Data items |
────────────────

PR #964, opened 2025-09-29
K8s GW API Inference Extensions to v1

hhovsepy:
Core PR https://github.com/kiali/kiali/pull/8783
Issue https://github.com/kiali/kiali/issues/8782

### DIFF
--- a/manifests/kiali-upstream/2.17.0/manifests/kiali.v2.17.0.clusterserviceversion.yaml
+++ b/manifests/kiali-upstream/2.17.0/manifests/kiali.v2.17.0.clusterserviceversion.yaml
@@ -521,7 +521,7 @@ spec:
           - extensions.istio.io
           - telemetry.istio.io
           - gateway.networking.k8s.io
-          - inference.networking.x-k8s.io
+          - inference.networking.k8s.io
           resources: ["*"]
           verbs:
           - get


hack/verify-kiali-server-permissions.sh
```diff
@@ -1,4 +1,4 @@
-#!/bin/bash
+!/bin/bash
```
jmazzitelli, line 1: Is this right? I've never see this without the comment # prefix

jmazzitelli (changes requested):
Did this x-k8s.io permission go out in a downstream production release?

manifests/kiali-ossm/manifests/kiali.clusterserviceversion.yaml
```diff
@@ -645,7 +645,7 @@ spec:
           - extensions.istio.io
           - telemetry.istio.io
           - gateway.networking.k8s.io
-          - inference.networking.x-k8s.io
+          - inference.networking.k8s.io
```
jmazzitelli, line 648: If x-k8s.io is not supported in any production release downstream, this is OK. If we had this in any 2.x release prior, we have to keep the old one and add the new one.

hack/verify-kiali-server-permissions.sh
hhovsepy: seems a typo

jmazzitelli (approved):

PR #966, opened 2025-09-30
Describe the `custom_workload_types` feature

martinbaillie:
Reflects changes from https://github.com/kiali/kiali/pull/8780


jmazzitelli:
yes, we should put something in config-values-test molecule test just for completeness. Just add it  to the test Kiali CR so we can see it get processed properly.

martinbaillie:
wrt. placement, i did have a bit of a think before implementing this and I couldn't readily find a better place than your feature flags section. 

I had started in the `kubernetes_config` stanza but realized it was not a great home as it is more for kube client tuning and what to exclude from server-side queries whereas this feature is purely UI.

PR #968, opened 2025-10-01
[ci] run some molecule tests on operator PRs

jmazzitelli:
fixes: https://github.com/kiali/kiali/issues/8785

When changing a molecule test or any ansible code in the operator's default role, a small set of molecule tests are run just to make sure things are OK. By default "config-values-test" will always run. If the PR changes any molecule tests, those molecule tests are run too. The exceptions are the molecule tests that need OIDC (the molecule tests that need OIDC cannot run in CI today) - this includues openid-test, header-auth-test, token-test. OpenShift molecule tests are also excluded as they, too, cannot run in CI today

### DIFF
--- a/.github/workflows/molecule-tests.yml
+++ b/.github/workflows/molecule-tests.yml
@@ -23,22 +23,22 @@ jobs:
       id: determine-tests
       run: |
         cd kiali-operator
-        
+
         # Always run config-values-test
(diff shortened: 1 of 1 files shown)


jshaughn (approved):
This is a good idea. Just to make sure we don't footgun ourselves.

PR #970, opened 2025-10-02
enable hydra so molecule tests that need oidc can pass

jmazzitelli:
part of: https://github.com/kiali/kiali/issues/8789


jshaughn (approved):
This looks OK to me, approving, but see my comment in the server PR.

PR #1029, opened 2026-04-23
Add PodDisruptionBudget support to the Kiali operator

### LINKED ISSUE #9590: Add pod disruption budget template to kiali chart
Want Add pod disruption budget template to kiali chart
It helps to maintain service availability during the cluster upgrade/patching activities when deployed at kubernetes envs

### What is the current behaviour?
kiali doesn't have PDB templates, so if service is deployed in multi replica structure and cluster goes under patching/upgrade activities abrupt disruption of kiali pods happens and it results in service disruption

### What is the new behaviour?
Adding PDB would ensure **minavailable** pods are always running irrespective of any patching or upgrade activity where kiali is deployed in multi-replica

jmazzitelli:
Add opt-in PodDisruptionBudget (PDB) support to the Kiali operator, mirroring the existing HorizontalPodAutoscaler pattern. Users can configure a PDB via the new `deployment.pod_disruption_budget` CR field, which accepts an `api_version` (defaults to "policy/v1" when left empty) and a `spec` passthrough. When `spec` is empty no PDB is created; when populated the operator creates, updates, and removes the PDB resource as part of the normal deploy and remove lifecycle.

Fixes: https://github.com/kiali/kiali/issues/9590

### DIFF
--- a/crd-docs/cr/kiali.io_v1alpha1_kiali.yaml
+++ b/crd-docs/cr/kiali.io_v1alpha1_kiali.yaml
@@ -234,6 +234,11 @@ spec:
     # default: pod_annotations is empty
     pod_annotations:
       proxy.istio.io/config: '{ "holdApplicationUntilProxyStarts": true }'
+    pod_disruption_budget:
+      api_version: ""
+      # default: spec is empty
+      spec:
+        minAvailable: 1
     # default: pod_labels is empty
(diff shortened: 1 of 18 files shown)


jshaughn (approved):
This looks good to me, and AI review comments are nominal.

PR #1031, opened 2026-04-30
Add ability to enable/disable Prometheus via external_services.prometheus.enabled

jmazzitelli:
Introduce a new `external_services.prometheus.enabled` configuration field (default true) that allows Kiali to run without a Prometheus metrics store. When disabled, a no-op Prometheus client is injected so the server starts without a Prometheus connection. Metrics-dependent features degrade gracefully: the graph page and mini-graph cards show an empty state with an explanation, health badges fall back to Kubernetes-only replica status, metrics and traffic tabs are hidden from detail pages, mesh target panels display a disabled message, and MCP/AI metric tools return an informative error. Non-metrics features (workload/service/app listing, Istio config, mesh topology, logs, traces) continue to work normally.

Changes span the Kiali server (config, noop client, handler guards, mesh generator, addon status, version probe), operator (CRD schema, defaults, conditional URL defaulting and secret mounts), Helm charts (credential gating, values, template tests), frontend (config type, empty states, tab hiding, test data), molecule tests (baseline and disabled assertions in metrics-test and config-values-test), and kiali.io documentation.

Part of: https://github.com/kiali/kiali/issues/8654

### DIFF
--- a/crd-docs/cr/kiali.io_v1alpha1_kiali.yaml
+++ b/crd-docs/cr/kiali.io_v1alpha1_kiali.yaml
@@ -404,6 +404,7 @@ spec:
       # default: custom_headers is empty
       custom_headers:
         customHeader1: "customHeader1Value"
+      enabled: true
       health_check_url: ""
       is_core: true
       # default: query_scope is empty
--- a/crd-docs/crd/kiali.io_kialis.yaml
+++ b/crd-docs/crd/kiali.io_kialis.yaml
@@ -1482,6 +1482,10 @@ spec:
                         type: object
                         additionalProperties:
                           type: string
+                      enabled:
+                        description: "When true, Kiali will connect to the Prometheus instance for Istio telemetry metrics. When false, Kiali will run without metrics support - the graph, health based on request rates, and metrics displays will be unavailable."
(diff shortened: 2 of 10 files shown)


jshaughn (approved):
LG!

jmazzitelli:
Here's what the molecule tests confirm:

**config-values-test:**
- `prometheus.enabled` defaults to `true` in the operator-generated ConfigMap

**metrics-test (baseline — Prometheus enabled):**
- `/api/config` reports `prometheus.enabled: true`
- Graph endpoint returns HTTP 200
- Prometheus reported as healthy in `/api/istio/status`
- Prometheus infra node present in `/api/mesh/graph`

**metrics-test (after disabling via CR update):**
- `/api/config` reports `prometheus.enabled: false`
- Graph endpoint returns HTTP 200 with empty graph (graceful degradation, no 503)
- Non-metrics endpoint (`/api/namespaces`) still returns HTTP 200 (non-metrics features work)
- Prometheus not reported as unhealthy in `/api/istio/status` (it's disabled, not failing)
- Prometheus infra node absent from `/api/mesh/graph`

────────────────

What the exercise asks |
Retype the lines above, keeping every character.

Written reply |
PR #964, opened 2025-09-29
K8s GW API Inference Extensions to v1

hhovsepy:
Core PR https://github.com/kiali/kiali/pull/8783
Issue https://github.com/kiali/kiali/issues/8782

### DIFF
--- a/manifests/kiali-upstream/2.17.0/manifests/kiali.v2.17.0.clusterserviceversion.yaml
+++ b/manifests/kiali-upstream/2.17.0/manifests/kiali.v2.17.0.clusterserviceversion.yaml
@@ -521,7 +521,7 @@ spec:
           - extensions.istio.io
           - telemetry.istio.io
           - gateway.networking.k8s.io
-          - inference.networking.x-k8s.io
+          - inference.networking.k8s.io
           resources: ["*"]
           verbs:
           - get


hack/verify-kiali-server-permissions.sh
```diff
@@ -1,4 +1,4 @@
-#!/bin/bash
+!/bin/bash
```
jmazzitelli, line 1: Is this right? I've never see this without the comment # prefix

jmazzitelli (changes requested):
Did this x-k8s.io permission go out in a downstream production release?

manifests/kiali-ossm/manifests/kiali.clusterserviceversion.yaml
```diff
@@ -645,7 +645,7 @@ spec:
           - extensions.istio.io
           - telemetry.istio.io
           - gateway.networking.k8s.io
-          - inference.networking.x-k8s.io
+          - inference.networking.k8s.io
```
jmazzitelli, line 648: If x-k8s.io is not supported in any production release downstream, this is OK. If we had this in any 2.x release prior, we have to keep the old one and add the new one.

hack/verify-kiali-server-permissions.sh
hhovsepy: seems a typo

jmazzitelli (approved):

PR #966, opened 2025-09-30
Describe the `custom_workload_types` feature

martinbaillie:
Reflects changes from https://github.com/kiali/kiali/pull/8780


jmazzitelli:
yes, we should put something in config-values-test molecule test just for completeness. Just add it  to the test Kiali CR so we can see it get processed properly.

martinbaillie:
wrt. placement, i did have a bit of a think before implementing this and I couldn't readily find a better place than your feature flags section. 

I had started in the `kubernetes_config` stanza but realized it was not a great home as it is more for kube client tuning and what to exclude from server-side queries whereas this feature is purely UI.

PR #968, opened 2025-10-01
[ci] run some molecule tests on operator PRs

jmazzitelli:
fixes: https://github.com/kiali/kiali/issues/8785

When changing a molecule test or any ansible code in the operator's default role, a small set of molecule tests are run just to make sure things are OK. By default "config-values-test" will always run. If the PR changes any molecule tests, those molecule tests are run too. The exceptions are the molecule tests that need OIDC (the molecule tests that need OIDC cannot run in CI today) - this includues openid-test, header-auth-test, token-test. OpenShift molecule tests are also excluded as they, too, cannot run in CI today

### DIFF
--- a/.github/workflows/molecule-tests.yml
+++ b/.github/workflows/molecule-tests.yml
@@ -23,22 +23,22 @@ jobs:
       id: determine-tests
       run: |
         cd kiali-operator
-        
+
         # Always run config-values-test
(diff shortened: 1 of 1 files shown)


jshaughn (approved):
This is a good idea. Just to make sure we don't footgun ourselves.

PR #970, opened 2025-10-02
enable hydra so molecule tests that need oidc can pass

jmazzitelli:
part of: https://github.com/kiali/kiali/issues/8789


jshaughn (approved):
This looks OK to me, approving, but see my comment in the server PR.

PR #1029, opened 2026-04-23
Add PodDisruptionBudget support to the Kiali operator

### LINKED ISSUE #9590: Add pod disruption budget template to kiali chart
Want Add pod disruption budget template to kiali chart
It helps to maintain service availability during the cluster upgrade/patching activities when deployed at kubernetes envs

### What is the current behaviour?
kiali doesn't have PDB templates, so if service is deployed in multi replica structure and cluster goes under patching/upgrade activities abrupt disruption of kiali pods happens and it results in service disruption

### What is the new behaviour?
Adding PDB would ensure **minavailable** pods are always running irrespective of any patching or upgrade activity where kiali is deployed in multi-replica

jmazzitelli:
Add opt-in PodDisruptionBudget (PDB) support to the Kiali operator, mirroring the existing HorizontalPodAutoscaler pattern. Users can configure a PDB via the new `deployment.pod_disruption_budget` CR field, which accepts an `api_version` (defaults to "policy/v1" when left empty) and a `spec` passthrough. When `spec` is empty no PDB is created; when populated the operator creates, updates, and removes the PDB resource as part of the normal deploy and remove lifecycle.

Fixes: https://github.com/kiali/kiali/issues/9590

### DIFF
--- a/crd-docs/cr/kiali.io_v1alpha1_kiali.yaml
+++ b/crd-docs/cr/kiali.io_v1alpha1_kiali.yaml
@@ -234,6 +234,11 @@ spec:
     # default: pod_annotations is empty
     pod_annotations:
       proxy.istio.io/config: '{ "holdApplicationUntilProxyStarts": true }'
+    pod_disruption_budget:
+      api_version: ""
+      # default: spec is empty
+      spec:
+        minAvailable: 1
     # default: pod_labels is empty
(diff shortened: 1 of 18 files shown)


jshaughn (approved):
This looks good to me, and AI review comments are nominal.

PR #1031, opened 2026-04-30
Add ability to enable/disable Prometheus via external_services.prometheus.enabled

jmazzitelli:
Introduce a new `external_services.prometheus.enabled` configuration field (default true) that allows Kiali to run without a Prometheus metrics store. When disabled, a no-op Prometheus client is injected so the server starts without a Prometheus connection. Metrics-dependent features degrade gracefully: the graph page and mini-graph cards show an empty state with an explanation, health badges fall back to Kubernetes-only replica status, metrics and traffic tabs are hidden from detail pages, mesh target panels display a disabled message, and MCP/AI metric tools return an informative error. Non-metrics features (workload/service/app listing, Istio config, mesh topology, logs, traces) continue to work normally.

Changes span the Kiali server (config, noop client, handler guards, mesh generator, addon status, version probe), operator (CRD schema, defaults, conditional URL defaulting and secret mounts), Helm charts (credential gating, values, template tests), frontend (config type, empty states, tab hiding, test data), molecule tests (baseline and disabled assertions in metrics-test and config-values-test), and kiali.io documentation.

Part of: https://github.com/kiali/kiali/issues/8654

### DIFF
--- a/crd-docs/cr/kiali.io_v1alpha1_kiali.yaml
+++ b/crd-docs/cr/kiali.io_v1alpha1_kiali.yaml
@@ -404,6 +404,7 @@ spec:
       # default: custom_headers is empty
       custom_headers:
         customHeader1: "customHeader1Value"
+      enabled: true
       health_check_url: ""
       is_core: true
       # default: query_scope is empty
--- a/crd-docs/crd/kiali.io_kialis.yaml
+++ b/crd-docs/crd/kiali.io_kialis.yaml
@@ -1482,6 +1482,10 @@ spec:
                         type: object
                         additionalProperties:
                           type: string
+                      enabled:
+                        description: "When true, Kiali will connect to the Prometheus instance for Istio telemetry metrics. When false, Kiali will run without metrics support - the graph, health based on request rates, and metrics displays will be unavailable."
(diff shortened: 2 of 10 files shown)


jshaughn (approved):
LG!

jmazzitelli:
Here's what the molecule tests confirm:

**config-values-test:**
- `prometheus.enabled` defaults to `true` in the operator-generated ConfigMap

**metrics-test (baseline — Prometheus enabled):**
- `/api/config` reports `prometheus.enabled: true`
- Graph endpoint returns HTTP 200
- Prometheus reported as healthy in `/api/istio/status`
- Prometheus infra node present in `/api/mesh/graph`

**metrics-test (after disabling via CR update):**
- `/api/config` reports `prometheus.enabled: false`
- Graph endpoint returns HTTP 200 with empty graph (graceful degradation, no 503)
- Non-metrics endpoint (`/api/namespaces`) still returns HTTP 200 (non-metrics features work)
- Prometheus not reported as unhealthy in `/api/istio/status` (it's disabled, not failing)
- Prometheus infra node absent from `/api/mesh/graph`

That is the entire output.